カレボⅢ

空を覆い尽くす程のブラーグ・スリーによる銃撃をやっとのことでかい潜り、半透明の丈夫な建物に滑り込んだラチェットとクランクは一安心。

「ヒャーッ、今のは危なかったッス」
「多過ぎでしょアレ」

ここカレボⅢで飛び交っている筈の車は一台も見られない。外はブラーグ達にすっかり支配されているのだ。

「まあ、いくら多くてもでくの坊には変わんないけどね」
「あー、ラチェット。あのブラーグはでくの坊にしちゃ賢そうッスよ」

数こそ多いが、ほとんどの兵はこちらを認識しない限り攻撃してこない。しかも大分視力が悪そうだ。

だが一部のブラーグは視力も判断力も他とは明らかに違い、先程は逃げるラチェットの動きを予測して確実に攻撃を当てにきていた。今も、バリアの仕組みに気付いた数体がドーム内へ侵入してくる。

「ランチャーも残り少ないってのに!」

ただ、彼らも反則級に強い武器の前では手も足も出なかった。

時間差で入り口のバリアが復旧し、今度こそ建物内が安全地帯となる。

前の星でスキッドから貰ったランチャーNo.8の弾は、もしもの時のためになるべく温存しておきたい。が、そのもしもの時が来る前に一発使ってしまった。

ガラクトロン本社内にも関わらず、ドーム中央に鎮座するガラクトロンショップも例外無く閉じている。

「ここでも買えないの?」
「弾薬を補充できないとなると、この先へ進むには厳しいッス」

道は二手。
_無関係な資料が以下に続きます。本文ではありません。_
Issue #6691, opened 2018-01-22
Clarify docs for autoZoom


benmccann:
The docs say:

>If you'd like the y-axis to automatically scale to fit the data points, set the `autoZoom` parameter of the plot to `true`

I tried this with the code below:

```
sp500 = session.getDataSet(DataSetRequest.Builder.of("MULTPL/SP500_REAL_PRICE_MONTH").build());
sp500 = sp500.sortOn("Date")
def plot = new TimePlot(title: 'Price Chart for S&P 500', xLabel: 'Time', yLabel: 'S&P 500')
plot << new Line(x: sp500.column("Date").collect(), y: sp500.column("Value").collect(), color: Color.blue)
Color.red)
plot.autoZoom = true
```

It didn't seem to work:

>groovy.lang.MissingPropertyException: No such property: autoZoom for class: com.twosigma.beakerx.chart.xychart.TimePlot
	at script15165988516921202287947.run(script15165988516921202287947.groovy:4)
	at com.twosigma.beakerx.groovy.evaluator.GroovyCodeRunner.run(GroovyCodeRunner.java:71)

I tried a different way:

```
sp500 = session.getDataSet(DataSetRequest.Builder.of("MULTPL/SP500_REAL_PRICE_MONTH").build());
sp500 = sp500.sortOn("Date")
def plot = new TimePlot(title: 'Price Chart for S&P 500', xLabel: 'Time', yLabel: 'S&P 500')
plot << new Line(x: sp500.column("Date").collect(), y: sp500.column("Value").collect(), color: Color.blue)
Color.red)
plot.setAutoZoom(true)
```

Still got an error:

>groovy.lang.MissingMethodException: No signature of method: com.twosigma.beakerx.chart.xychart.TimePlot.setAutoZoom() is applicable for argument types: (java.lang.Boolean) values: [true]
	at script15165986766451720558403.run(script15165986766451720558403.groovy:4)
	at com.twosigma.beakerx.groovy.evaluator.GroovyCodeRunner.run(GroovyCodeRunner.java:71)

PR #6698, opened 2018-01-23
#6691 add autoZoom support to CombinedCharts

markhalonen:


markhalonen:
This code should've been in #6575, I overlooked it.

scottdraves:
thank you, but i wasn't able to get this to work on a combined plot.
can you post the exact code you ran, and how you interacted with it?

markhalonen:
If you were trying to use `autoZoom` with Python `CombinedChart`'s that wasn't working. I have fixed that in d198ea9

So the original PR (#6608) added `autoZoom` to regular charts. `CombinedChart`'s do not inherit from regular charts, so `autoZoom` had to added for `CombinedChart`'s in this PR

markhalonen:
And then it should work just like any other chart option: `cplot = CombinedPlot(xLabel= "Linear", autoZoom=True)`

Issue #6423, opened 2017-11-30
port BeakerX tree panel to Lab


scottdraves:
the brand, version, credit and the JVM options form.

PR #6711, opened 2018-01-24
#6423 port port BeakerX tree panel to Lab

piorek:
image


scottdraves:
cool, works well in Lab.
can you just change the name under which its listed from "BeakerX - Tree" to "BeakerX Options"?

piorek:
> can you just change the name under which its listed from "BeakerX - Tree" to "BeakerX Options"?

changed

scottdraves:
awesome, works great in nb and lab :)

one glitch: put a number in the heap field, like 10.  let it sync.
then click on the field and hit backspace twice.  let it sync.
i get a NaN in the preview line
screen shot 2018-02-01 at 10 28 11 pm

piorek:
fixed

Issue #6712, opened 2018-01-24
extra digits in table read from CSV


scottdraves:
<img width="528" alt="screen shot 2018-01-24 at 9 47 48 am" src="https://user-images.githubusercontent.com/963093/35338411-e283c53a-00eb-11e8-8610-c96940f5c015.png">
and yet there are only 4 digits in the file:
```
"m3","y30","y1","m6","y2","y10","y3","time","y5","y7","spread"
"7.8981","8.2586","7.9210","7.9562","8.0852","8.2067","8.1324","1990-01-30 19:00:00.000 -0500","8.1195","8.1962","0.3086"
```

scottdraves:
https://github.com/twosigma/beakerx/blob/master/kernel/base/src/main/java/com/twosigma/beakerx/table/TableDisplayConverter.java#L46
should be double.
and 
https://github.com/twosigma/beakerx/compare/jarek/6712_extra_digits

scottdraves:
neither of these things fixes the problem for me.

jaroslawmalekcodete:
please try to use "gradle clean build"

EfimovVladimir:
after I rebuild by "gradle clean build" this error was fixed for me

scottdraves:
thanks that did it and it worked for me too.  please make a PR.
i would like to know why this upgrade works though, ie what issue or code change is responsible?
i tried searching the issue tracker but couldn't find anything.

dsblank:
I think that the "problem" is that the float version isn't close enough to the representation that ends in zeros, so it looks like it has more precision, when it really has less. It's just that the float's precision isn't close enough.

See also:

https://stackoverflow.com/questions/22970240/parsefloat-vs-parsedouble

scottdraves:
yes, toString() on a float knows to stop when it reaches the ULP but it seems jackson is printing with something else that did not?

scottdraves:
https://github.com/FasterXML/jackson-databind/issues/707

dsblank:
Ah, good find!

PR #6721, opened 2018-01-25
#6712 number format changed to double for CSV number converter

lmitusinski:


scottdraves:
https://github.com/twosigma/beakerx/issues/6720

Issue #6697, opened 2018-01-22
rename `beakerx-install` to `beakerx install`


scottdraves:
also support `beakerx uninstall`
`beakerx --help`
`beakerx --version`
`beakerx` by itself should be the same as `jupyter notebook`

see https://github.com/twosigma/beakerx/issues/6667

jmsdnns:
@lmitusinski would love to catch up with you before you start. I imagine we're already thinking in the same direction, but I have some extra context I'd like to add to your thoughts.

scottdraves:
james pointed out that argparse has support for subcommands https://docs.python.org/3.5/library/argparse.html#sub-commands

jmsdnns:
Even though we discussed this, I'm going to add the context from our discussion here for the sake of this thread being complete to readers.

argparse calls subcommands "subparsers". You have the top level command, eg `beakerx`, and then if the next string entered matches the name of a subparser, the subparser is invoked for processing the rest of it.

Here is an example from a personal project called MarkUpUpDownDown. The top level command is here: https://github.com/MarkUpUpDownDown/markupupdowndown/blob/master/markupupdowndown/commands/__init__.py and we see that it imports other modules for the rest of the commands.

The `init_subparser` method is my own convention, so use it if you like it or don't if you prefer something else: https://github.com/MarkUpUpDownDown/markupupdowndown/blob/master/markupupdowndown/commands/push.py#L5 The main idea to take from `init_subparser` is how easy it can be to link multiple modules together into a robust command suite, should we need one.

As Scott suggested via conversation, we are probably fine with all of the commands together in a single file.

PR #6727, opened 2018-01-26
#6697 beakerx commands refactor

lmitusinski:


beakerx/beakerx/commands.py
```diff
@@ -0,0 +1,44 @@
+import argparse
```
scottdraves, line 14: banner

beakerx/beakerx/commands.py
```diff
@@ -0,0 +1,44 @@
...
+
+def bkr2ipynb_subparser(subparser):
+    bkr2ipynb_parser = subparser.add_parser('bkr2ipynb', help='converts beaker notebooks to ipynb format')
+    bkr2ipynb_parser.set_defaults(func=main)
+    bkr2ipynb_parser.add_argument('notebooks', nargs='+',
+                                  help="beaker notebooks to be converted. Enter *.bkr in case you want to convert all notebooks at once.")
+    return subparser
+
+def init_parser():
+    version = 'beakerx %s' % (beakerx.__version__)
```
scottdraves: print just the version do not include the name.

beakerx/beakerx/commands.py
```diff
@@ -0,0 +1,44 @@
+import argparse
+import sys
+import subprocess
+import beakerx
+from .install import install, uninstall
+from .bkr2ipynb import main
+
+def install_subparser(subparser):
+    install_parser = subparser.add_parser('install', help='installs beakerx extension')
```
scottdraves: help='installs BeakerX extensions'

beakerx/beakerx/commands.py
```diff
@@ -0,0 +1,44 @@
...
+    bkr2ipynb_parser.add_argument('notebooks', nargs='+',
+                                  help="beaker notebooks to be converted. Enter *.bkr in case you want to convert all notebooks at once.")
+    return subparser
+
+def init_parser():
+    version = 'beakerx %s' % (beakerx.__version__)
+
+    parser = argparse.ArgumentParser()
+    parser.add_argument('--version', action='version', version=version)
+    parser.set_defaults(func=lambda x : subprocess.check_call(["jupyter", "notebook"]))
```
scottdraves: if you do it this way, then there are 2 problems:
1) arguments are not passed,
2) control-c is not passed to the underlying process, so any kernels the user started are leaked.
maybe instead "import jupyter" and call it as a function?

beakerx/beakerx/commands.py
jmsdnns: Additional context, the Python community standardized the output for versions in [PEP 440](https://www.python.org/dev/peps/pep-0440/).

Here is what Django does, and notice they reference PEP 440: https://docs.djangoproject.com/en/2.0/ref/django-admin/#determining-the-version

I see that my example from MarkUpUpDownDown [puts the app name in the version string](https://github.com/MarkUpUpDownDown/markupupdowndown/blob/master/markupupdowndown/commands/__init__.py#L14), so that's my bad for misleading you there. Sorry, @lmitusinski.

Issue #6598, opened 2018-01-04
shift + tab does not work for Scala, Groovy, and possibly other kernels. Works for Python.


ArnoldLipton:
This is my first foray into Jupyter Notebooks. My background is in Java and Scala development in classical IDEs (e.g. IntelliJ, Eclipse).

I have Jupyter Notebook 5.0.0 installed with only two nbextensions: jupyter-js-widgets and beakerx 0.9.1.

My Python 3 notebooks allow me to use the tooltip feature (i.e. if I were to click shit+tab inside a method's parenthesis, I get expected arguments). However my Scala and Groovy notebooks do not (but I can run the cells just fine).

Is this expected or am I missing something? If this is expected, how do folks author in the notebooks without the ability to discover method arguments like you can in a standard IDE?

Thank you.

scottdraves:
We haven't implemented docstring support on shift-tab yet, but version 0.10.0 (just released) does have a help menu item that brings up the javadoc for the runtime.

In general, since classfiles don't contain comments, the doc is normally not available:
https://stackoverflow.com/questions/32152489/why-jar-files-do-not-contain-documentation

what methods' doc were you looking for, BeakerX code or 3rd party libs?

ArnoldLipton:
Thanks for the prompt reply.

This is surprising especially to somebody who's lived in mature IDEs for a while; without docs easily accessible at authoring time how do folks discover APIs? Do they have the source code or Google open somewhere and just look for what they need? 

To answer your question, for the case at hand, I was looking for BeakerX's CsvPlotReader and SimpleTimePlot docs and ended up just going to the source code in GitHub (which really slows down authoring).

scottdraves:
Cool, the JavaDoc in 0.10.0 should help you with that.  And you are right, it should appear on shift-tab. https://github.com/twosigma/beakerx/issues/6599

i am not really familiar with stds for getting javadoc along with the regular jars, will have to look into how to improve that.  thank you for the question.

scottdraves:
http://maven.apache.org/plugins/maven-eclipse-plugin/examples/attach-library-sources.html

benmccann:
I like this suggestion. It'll be a really big help. The keyboard shortcut I'm most familiar with that's similar to this is Ctrl + Space for content assist in Eclipse

PR #6728, opened 2018-01-26
#6598 display javadoc on shift-tab

rbidas:


doclet/build.gradle
```diff
@@ -0,0 +1,25 @@
+group 'com.twosigma.beakerx'
```
scottdraves: banner

scottdraves:
move doclet directory into kernel directory so it can share the same gradlew

scottdraves:
i am hitting shift-tab with a classname open, but no window is open...
what am i missing?

benmccann:
I was wondering if this is documented anywhere yet? If not, it would be good to add it to the docs as well

scottdraves:
Cool, the help page opened up, but I only see the class name, not the actual doc?
Looks like it needs a bit more margin on top because the buttons are blocking it.

screen shot 2018-02-27 at 11 31 19 am 2

doclet/gradlew
```diff
@@ -0,0 +1,172 @@
+#!/usr/bin/env sh
```
scottdraves: move the doclet into the kernel directory so that it shares the gradle stuff.

scottdraves:
cool thx.  during compilation i am seeing a bunch of errors like this:
```
    Constructing Javadoc information...
    /Users/spot/src/beakerx/kernel/base/src/main/java/com/twosigma/beakerx/handler/KernelHandler.java:23: error: package com.google.common.base does not exist
    import static com.google.common.base.Preconditions.checkNotNull;
                                        ^
    /Users/spot/src/beakerx/kernel/base/src/main/java/com/twosigma/beakerx/handler/KernelHandler.java:23: error: static import only from classes and interfaces
```
we should not even being generating javadoc for internal classes, just for the user-visible runtime classes.  the regular javadoc had a filter for this...  or maybe the errors can just be fixed, idk.

PR #6731, opened 2018-01-26
#5798 scala getters setters

jpallas:
This is the Scala plotting classes setters/getters work for #5798.  There were some dead ends before I arrived at a workable approach, which I think this is.

There's room for adding some convenience creation methods in companion object `apply` methods, but I wanted to get this much pushed out for review.

This *will* require changes to existing notebooks that used the previous constructors.  There was no reasonable way to make the constructors type safe.


jpallas:
The matchers from assertj just refused to work right in Scala, which is why I added Scalatest.  I would have been okay with writing the Scala tests in the same style as the Java tests if I could.

scottdraves:
thank you joe that sounds awesome i look forward to trying it out.
am i right that this is item 4 from https://github.com/twosigma/beakerx/issues/5798?
i think before you were planning on doing this with ScalaFX style, did that pan out?

jpallas:
Yes, this is the 4th item from #5798.  This is the ScalaFX-style approach described in https://github.com/twosigma/beakerx/issues/5798#issuecomment-345570360 after I decided that overloading the existing Java methods was not workable.  Most of the code is just forwarding Scala-style getters and setters to bean-style methods, with appropriate conversions between Java and Scala types where needed.  (I considered trying to use macros to reduce the boilerplate, but Scala macros are still in flux and definitely not for the faint of heart—I've never written one—and I'm not sure it would have substantially reduced the amount of code required.)

The goal I ended up with was to make Scala notebook plotting almost as concise as it is in Groovy (modulo dealing with static typing) without needing constructors with dozens of optional arguments.  I think this does a decent job.

All that said, if the plotting library gets replaced, this instantly becomes legacy code :vhs:.

scottdraves:
🐬 🐬 

this is amazing thank you.  effort will not be wasted even when/if https://github.com/twosigma/beakerx/issues/6572 happens for a couple of reasons:
1) we will continue to support the current (and now improved) API and,
2) any new API will be based on lessons of current API.

jpallas:
Thanks.  I know I got some education out of it, including a better understanding of Scala's type class pattern and a gentle reminder of why unit tests for one-line methods are sometimes necessary.

PR #6742, opened 2018-01-30
jarek/6617: add output widget

jaroslawmalekcodete:


scottdraves:
this works great but would like to expand it to work with rich output, not just stdout/err.
could output have a "display" method?
and catch the input to `display()`?

EfimovVladimir:
It looks good.  (run e2e tests).  Mime.ipynb and JavaWidgets.ipynb notebooks also works fine.

PR #7569, opened 2018-06-22
Display images

ctrueden:
As [discussed on Gitter](https://gitter.im/twosigma/beakerx?at=5b2d40adaeb8fa0c0737ca47), it is nice for the `Image(...)` MIME function to accept `BufferedImage` and other `RenderedImage` objects.

This PR splits out the various `ImageIO` uses that convert between images and `byte[]` into a common `Images` utility class. It includes a simple unit test for that class. It also updates the `Image` MIME function to special case `RenderedImage` objects. Finally, we register a displayer for `RenderedImage` that computes a base64-encoded PNG for `RenderedImage` outputs by default!


scottdraves:
Thanks this looks great, will test shortly.

scottdraves:
🐬

Issue #7327, opened 2018-05-09
time/date format for int64


scottdraves:
<img width="322" alt="screen shot 2018-05-08 at 11 03 06 pm" src="https://user-images.githubusercontent.com/963093/39793653-69bfc3a8-5314-11e8-9c80-b6714b57d5a4.png">
when doc/scala/Flint.ipynb reads the CSV file.

PR #7588, opened 2018-06-27
#7327 time/date format for int64

piorek:


js/notebook/src/tableDisplay/dataGrid/DataFormatter.ts
```diff
@@ -226,15 +226,19 @@ export class DataFormatter {
...
+      format = formatForTimes.format;
+      valueModifier = formatForTimes.valueModifier;
+    }
 
     if (_.isObject(config.value) && config.value.type === 'Date') {
       return formatTimestamp(config.value.timestamp, this.timeZone, format);
     }
 
-    let milli = config.value * 1000;
+    let milli = config.value * valueModifier;
```
scottdraves: arithmetic with a 64-bit value must be done with big.js

Issue #7575, opened 2018-06-25
implement autotranslation for python


scottdraves:
followup to https://github.com/twosigma/beakerx/pull/7542

PR #7606, opened 2018-06-29
#7575 autotranslation for python

lmitusinski:


beakerx/beakerx/autotranslation.py
```diff
@@ -0,0 +1,15 @@
+from ipykernel.zmqshell import ZMQInteractiveShell
```
scottdraves, line 15: banner

scottdraves:
i am getting only string results.  it's missing the JSON decode or something.
try doc/groovy/GeneralAutotranslation.ipynb

Issue #7625, opened 2018-07-02
python nanoplot problems:


scottdraves:
```
from beakerx import *
p = NanoPlot()
p.add(Points(x=[10000000],y=[5]))
p.add(Points(x=[20000000],y=[5]))
```
another bug, this should work:
```
p = NanoPlot()
p.add(Points(y=[5]))
```

PR #7663, opened 2018-07-06
 #7625 fix python NanoPlot problems

piorek:


piorek:
@LeeTZ tested and fixed this. It should be ok now

Issue #7338, opened 2018-05-10
tables: add option to HTML format for fixed width columns


scottdraves:
currently the html format renders every cell to the DOM to measure its size, and then rerenders them all to an SVG to actually get the pixels.    it would be a lot faster to skip the DOM step.

add an optional parameter to the HTML format (similar to the digits for the floating point formats):
`TableDisplayStringFormat.getHTMLFormat(width:200)`

scottdraves:
should apply to image format as well

PR #7667, opened 2018-07-09
#7338 support fixed width for image and HTML columns

MariuszJurowicz:


piorek (approved):
Frontend part is OK.
Python and Java too as far as I can tell, but I'm not an expert.

PR #7671, opened 2018-07-10
jarek/7653: support autotranslation for clojure

jaroslawmalekcodete:


lmitusinski (changes requested):
It would be better to place the serializers in a dedicated package, like in the Scala:
"com.twosigma.beakerx.clojure.serializers" instead of "com.twosigma.beakerx.clojure.kernel"

lmitusinski (approved):

Issue #7610, opened 2018-06-30
python autotranslation of pandas dataframe


scottdraves:
```
%%python
from beakerx import beakerx
import pandas as pd
beakerx.bar = pd.read_csv('../resources/data/interest-rates.csv')
```
fails with
```
TypeError: Object of type 'DataFrame' is not JSON serializable
```

scottdraves:
the value appears in groovy now but as a dictionary it still should be converted to a proper TableDisplay class:
![screen shot 2018-07-05 at 9 48 36 am](https://user-images.githubusercontent.com/963093/42326966-9d00b906-8038-11e8-974e-62fb4643c1fb.png)

Issue #7645, opened 2018-07-04
TableDisplay corrupts data in groovy


altavir:
Conversation of map to TableDisplay corrupts map itself instead of creating a copy:

```Groovy
def b = ["a" : 2, "b" : 3, "c" : 4]
println(b)
println(b.a)
```
[a:2, b:3, c:4]
2

```Groovy
println(b)
println(b.a)
```

[type:TableDisplay, columnNames:[Key, Value], values:[[a, 2], [b, 3], [c, 4]], subtype:Dictionary]
null

scottdraves:
thanks for the report but i am not able to reproduce, even if i remove the "def", which allows the 2nd cell to run.  what am i missing?

altavir:
Sorry, it seems to I forgot to restart the notebook and forgot that  Groovy is copying links instead of values. The problem has something to do with autotranslation.
Try `beakerx.b = ["a" : 2, "b" : 3, "c" : 4]` and then `beakerx.b` in another cell. Second one is broken.

altavir:
Correction even `beakerx.a = a; beakerx.a` is broken.

scottdraves:
yes this is a deficiency, essentially values we get back from autotranslation are not converted to the right class, they are left in JSON.  Here's another case of it: https://github.com/twosigma/beakerx/issues/7610
Your case demonstrates it more clearly, actually.

PR #7673, opened 2018-07-10
#7610 #7625 fixed deserialization of table objects in autotranslation

lmitusinski:


jaroslawmalekcodete (approved):
works fine
one remark: we had a discussion with @lmitusinski  and we agreed that we should reconsider the refactoring of  serializers and deserializers,
we have a problem with understanding theses classes e.g BasicObjectSerializer.class and we think It would be good to talk about it in the near future.

lmitusinski:
This should be connected with issues #7610 and #7645, commit name mistakenly refers to nano plot issue.

PR #7674, opened 2018-07-10
java/7652: support autotranslation for java

jaroslawmalekcodete:


kernel/base/src/main/java/com/twosigma/beakerx/NamespaceClient.java
```diff
@@ -31,6 +31,8 @@
 
 public class NamespaceClient implements BeakerXClient {
 
+  public static final String NAMESPACE_CLIENT = NamespaceClient.class.getSimpleName() + ".getBeaker()";
```
LeeTZ: Better to expose "getBeakerX" instead of Beaker

LeeTZ (changes requested):
Better to expose "getBeakerX" instead of getBeaker

kernel/base/src/main/java/com/twosigma/beakerx/NamespaceClient.java
jaroslawmalekcodete: done

lmitusinski (approved):

LeeTZ (approved):

Issue #7654, opened 2018-07-04
support autotranslation for Kotlin


scottdraves:
idk even know what the syntax should be...

altavir:
Like that:
```kotlin
//set
beakerx["a"] = a
//push
beakerx.push("a", myObject)
//get
val a = beakerx["a"] as MyType
// get №2
val a = beakerx.pull<MyType>("a")
```
I suggest implementing both notations. Also it would be good to have custom serialization functions.

I can contribute this one if you make beakerx object somehow available for kotlin runtime.

LeeTZ:
Hi @altavir we added an initial version for Kotlin autotranslation. beakerx object is available in kotlin runtime, with get/set implemented. Haven't gone that far to custom serialization functions yet.
How do you see the importance of having push/pull? You are very welcome to test and contribute.

altavir:
I will test once stable release is out and will try to contribute if there is need. Sadly, I do not currently have time to play with development version of beakerx (last time I've tried, it took a lot of time)
On second thought, `push` is definitely not needed since there is `set` with the same functionality. `Pull` also is just alternative syntax. It is probably not needed, Anyone could add it later with extension function:
```kotlin
inline fun <reified T> Beakerx.get(key: String) = this[key] as T
```

~I am not sure, what you mean by custom serialization though.~

altavir:
Oops. Sorry, It was from my post. Now I need to remember what I meant by this :) It was a busy week.

PR #7681, opened 2018-07-13
#7654 support for autotranslation in Kotlin

lmitusinski:


jaroslawmalekcodete (changes requested):
It looks like autotranslation doesn't work in kotlin kernel
kotlinautotranslationerror

jaroslawmalekcodete (approved):

Issue #7461, opened 2018-05-31
easyform in outputcontainer


scottdraves:
this should make a form, not a table:
```
f = new EasyForm("Test Form")
f.addTextField("sometext")
o = new OutputContainer()
o.addItem(f, "Easy Form")
o
```

LeeTZ:
This is still buggy in tabbed output containers:


```
TableDisplay t = new TableDisplay(table);
def l = new TabbedOutputContainerLayoutManager()
l.setBorderDisplayed(false)
def o = new OutputContainer()
o.setLayoutManager(l)
o.addItem(plot1, "Scatter with History")
o.addItem(plot2, "Short Term")
o.addItem(plot3, "Long Term")
o.addItem(t, "1990/01")
f = new EasyForm("Test Form")
f.addTextField("sometext")
f
o.addItem(f, "easyform")
o 
```
![screenshot from 2018-07-17 17-26-47](https://user-images.githubusercontent.com/3425710/42846360-b297eb74-89e6-11e8-93ef-bda7e22e3532.png)

The easy form is added to every tab.

PR #7691, opened 2018-07-16
#7461 fix for displaying EasyForm in OutputContainer for JVM kernels

lmitusinski:


kernel/base/src/main/java/com/twosigma/beakerx/jvm/object/OutputContainerLayoutManager.java
```diff
@@ -54,6 +55,9 @@ public void setBorderDisplayed(boolean borderDisplayed) {
     if (item == null) {
       return handleNull();
     }
+    if (item instanceof EasyForm) {
```
jaroslawmalekcodete: I would suggest create an interface "WidgetItem" with getAsWIdget() method, 
then  EasyForm and Widget should implement the interface.
This will allow us to get rid of "if statement" for Widget and EasyForm.

jaroslawmalekcodete (approved):

Issue #5900, opened 2017-08-31
add publish menu item to plots and tables


scottdraves:
in plots, on the context menu in addition to "save as svg", png, and high dpi png, add "Publish..."
which would publish a notebook with just this output cell (like from the file menu) (after a confirmation dialog that says "publish just this plot to ..."

ditto for tables.

scottdraves:
This would be conditional on the "Show Publish UI" UI option.

PR #7716, opened 2018-07-24
#5900 add publish menu item to plots and tables

piorek:


piorek:
TODO:
- [x] Storing token in beakerx.json is not working
- [x] publish toolbar button in lab is missing passing token from dialog (looks like it wasnt fixed for lab after github disalowed anonymous gists)

Also publishing won't fully work in lab until https://github.com/twosigma/beakerx/issues/6893 is fixed

PR #30, opened 2016-02-29
Adding podspec for GTMSessionFetcher

jayneflux:
Creating a pull request. Hopefully with the correct user ID vis-a-vis CLA.

### DIFF
--- a/GTMSessionFetcher.podspec
+++ b/GTMSessionFetcher.podspec
@@ -1,0 +1,51 @@
+# This file specifies the Pod setup for GTMSessionFetcher. It enables developers 
+# to import GTMSessionFetcher via the CocoaPods dependency Manager.
+Pod::Spec.new do |s|
+  s.name        = 'GTMSessionFetcher'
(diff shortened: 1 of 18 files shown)


GTMSessionFetcher.podspec
```diff
@@ -0,0 +1,51 @@
...
+  s.summary     = 'Google Toolbox for Mac - Session Fetcher.'
+  s.description = <<-DESC
+
+  GTMSessionFetcher makes it easy for Cocoa applications 
+  to perform http operations. The fetcher is implemented 
+  as a wrapper on NSURLSession, so its behavior is asynchronous 
+  and uses operating-system settings on iOS and Mac OS X.
+  DESC
+  
+  s.ios.deployment_target = '6.0'
```
perotinus: I think NSURLSession is only available for iOS 7+.

thomasvl:
Can you also squash these into a single commit so we just get the final spec coming in at once.

PR #38, opened 2016-03-31
Update GTMSessionFetcher.podspec

vlad-gemini:
Maybe it would be a good idea to follow the naming convention for the other Google pods (like gtm-oauth2, gtm-http-fetcher).


thomasvl:
Those other specs aren't official ones, for example https://github.com/google/gtm-oauth2/blob/master/GTMOAuth2.podspec

PR #61, opened 2016-09-16
Default NSURLSession delegate methods to a background queue.

thomasvl:
This should be transparent to client code; the fetcher delegate
methods/callbacks were already being called back on a separately specified
queue. Internally the fetcher supported using a background queue, and data
access was thread-safe, so this switches over the default and updates some
unit tests.


thomasvl:
And dropping until I can sort out the test failure, wasn't seeing them local, so must be a race still in there.

PR #70, opened 2016-12-05
Create new ifdef for reference to UIApplication.

welshm:
- Allows GTMSessionFetcherIOS to link to main application and extension with GTM_BACKGROUND_TASK_FETCHING enabled
- Allows APPLICATION_EXTENSION_API_ONLY to be set and let background tasks occur in main application

### DIFF
--- a/Source/GTMSessionFetcher.m
+++ b/Source/GTMSessionFetcher.m
@@ -819,11 +819,11 @@ static GTMSessionFetcherTestBlock GTM_NULLABLE_TYPE gGlobalTestBlock;
 #endif  // GTM_DISABLE_FETCHER_TEST_BLOCK
 
 #if GTM_BACKGROUND_TASK_FETCHING
+  id<GTMUIApplicationProtocol> app = [[self class] fetcherUIApplication];
   // Background tasks seem to interfere with out-of-process uploads and downloads.
-  if (!self.skipBackgroundTask && !self.useBackgroundSession) {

クランクが目を向けた方には来た道と同じくブラーグ・スリーがうじゃうじゃ漂っていて、銃を片手に標的が顔を出すのを露骨に待ち構えている。

引き続き回復は無限にできるため死ぬことはないが、飛び込めば足止めを食らい袋叩きに遭うこと間違い無しだ。

「仕方ない、こっち行ってみよう。たしか…」

二人は反対方向を向く。地図上にはレールを辿った先に小さな建物らしきスペースがある。その位置の詳細情報を開くと、ラチェットは声を張り目を輝かせた。

「ヘルプデスクのお姉さんが居るんだって!どんな人なんだろう…!」
「興味無いッスね」
「おねーさんより美人かな?」

クランクは片手を自分の額辺りに当てて俯いた。